Michael sonrió alrededor de un bocado de judías.
—Claro.
—A las siete en el comedor. —El soldado miró a Peter y Hollis, como si reparara en ellos por primera vez—. Vosotros también podéis venir si queréis, «rezas».
Peter todavía no se había acostumbrado a aquel término. Siempre transmitía una nota de rechifla.
—¿Ir adónde?
—Gracias, Sancho —dijo Michael—. Ya habré terminado para entonces.

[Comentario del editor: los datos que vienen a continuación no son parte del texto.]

PR #1356, opened 2024-05-21
Update readme to point to 1.14.0 release

vinooganesh:
CC @wgtmac.


wgtmac (approved):
Good catch!

Perhaps we also need to rename `parquet-mr` to `parquet-java` in those links.

PR #1370, opened 2024-06-04
PARQUET-34: Extend Contains support to all ColumnFilterPredicate types

clairemcginty:
Follows up on [this discussion](https://github.com/apache/parquet-java/pull/1328#discussion_r1608679199) from #1328 to fast-follow by expanding `Contains` predicate support from only `Eq<T>` to all `ColumnFilterPredicate<T>` types.

### Jira

    - https://issues.apache.org/jira/browse/PARQUET-34

### Tests

### Commits

### Style

### Documentation

### DIFF
--- a/parquet-column/src/main/java/org/apache/parquet/filter2/predicate/Operators.java
+++ b/parquet-column/src/main/java/org/apache/parquet/filter2/predicate/Operators.java
@@ -85,8 +85,6 @@ public final class Operators {
   public static interface SupportsLtGt
       extends SupportsEqNotEq {} // marker for columns that can be used with lt(), ltEq(), gt(), gtEq()
 
-  public static interface SupportsContains {}
-
   public static final class IntColumn extends Column<Integer> implements SupportsLtGt {
     IntColumn(ColumnPath columnPath) {
       super(columnPath, Integer.class);
@@ -123,8 +121,13 @@ public final class Operators {
     }
   }
 
+  abstract static class SingleColumnFilterPredicate<T extends Comparable<T>>
+      implements FilterPredicate, Serializable {
+    abstract Column<T> getColumn();
+  }
+
   // base class for Eq, NotEq, Lt, Gt, LtEq, GtEq
-  abstract static class ColumnFilterPredicate<T extends Comparable<T>> implements FilterPredicate, Serializable {
+  abstract static class ColumnFilterPredicate<T extends Comparable<T>> extends SingleColumnFilterPredicate<T> {
     private final Column<T> column;
     private final T value;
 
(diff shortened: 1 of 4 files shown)


parquet-generator/src/main/java/org/apache/parquet/filter2/IncrementallyUpdatedFilterPredicateGenerator.java
```diff
@@ -299,22 +304,23 @@ private void addInNotInCase(TypeInfo info, boolean isEq) throws IOException {
...
     add("            for (" + info.primitiveName + " i : target) {\n");
 
     add("              if(" + compareEquality("value", "i", isEq) + ") {\n");
 
-    add("                 setResult(true);\n");
-
-    add("                 set = true;\n");
-
-    add("                 break;\n");
+    add("                 setResult(true);\n                 return;\n");
```
clairemcginty, line 316: I simplified the existing ValueInspector logic a bit here. Previously it was:

```java
  @Override
  public void update(int value) {
	boolean set = false;
	for (int i : target) {
	  if(comparator.compare(value, i) != 0) {
		 setResult(true);
		 set = true;
		 break;
	   }
	 }
	 if (!set) setResult(false);
   }
 };
}
```

Now it's:
```java
@Override
public void update(int value) {
for (int i : target) {
  if(comparator.compare(value, i) == 0 ) {
	 setResult(true);
	 return;
   }
 }
 setResult(false);
}
```

wgtmac (approved):
+1

Sorry for the delay. cc @gszadovszky

parquet-column/src/main/java/org/apache/parquet/filter2/predicate/Operators.java
```diff
@@ -415,14 +420,18 @@ public int hashCode() {
...
 
     ContainsColumnPredicate(U underlying) {
       super(underlying.getColumn());
-      if (underlying.getValue() == null) {
-        throw new IllegalArgumentException("Contains predicate does not support null element value");
+      if ((underlying instanceof ColumnFilterPredicate && ((ColumnFilterPredicate) underlying).getValue() == null)
+          || underlying instanceof SetColumnFilterPredicate
+              && ((SetColumnFilterPredicate) underlying)
+                  .getValues()
+                  .contains(null)) {
```
gszadovszky, line 433: nit: I know it means the same logically, but I think it is more readable to wrap in a parenthesis since the `instanceof` and the related cast are tightly related.

gszadovszky (approved):
Looks good to me! I have just one nit comment.

parquet-column/src/main/java/org/apache/parquet/filter2/predicate/Operators.java
clairemcginty: makes sense! updated

gszadovszky (approved):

Cuando el soldado siguió su camino, Peter miró a Michael con los ojos entornados.
—¿Lugnut?
Michael había continuado comiendo.
—Se inventan muchos nombres así. Me gusta más que Circuito. —Trasegó las últimas judías del plato—. No es mala gente, Peter.
—Yo no he dicho que lo fueran.
—¿Qué pasa esta noche? —preguntó Hollis al cabo de un momento.
—Ah, eso. —Michael se encogió de hombros, como avergonzado—. Me sorprende que nadie os lo haya dicho. Esta noche hay cine.
A las seis y media habían sacado las mesas del comedor y formado filas con los bancos. La caída de la noche había traído consigo una bajada de temperaturas, y el aire se notaba más seco. El viento se había llevado la lluvia. Todos los soldados se habían congregado fuera, y hablaban a grito pelado entre ellos de una forma que Peter no había visto nunca. Reían, bromeaban y se pasaban botellas de brillo. Se sentó con Hollis en la parte posterior del comedor, de cara a la pantalla, una hoja de contrachapado cubierta de cal. Michael estaba más adelante, entre sus nuevos amigos del parque móvil.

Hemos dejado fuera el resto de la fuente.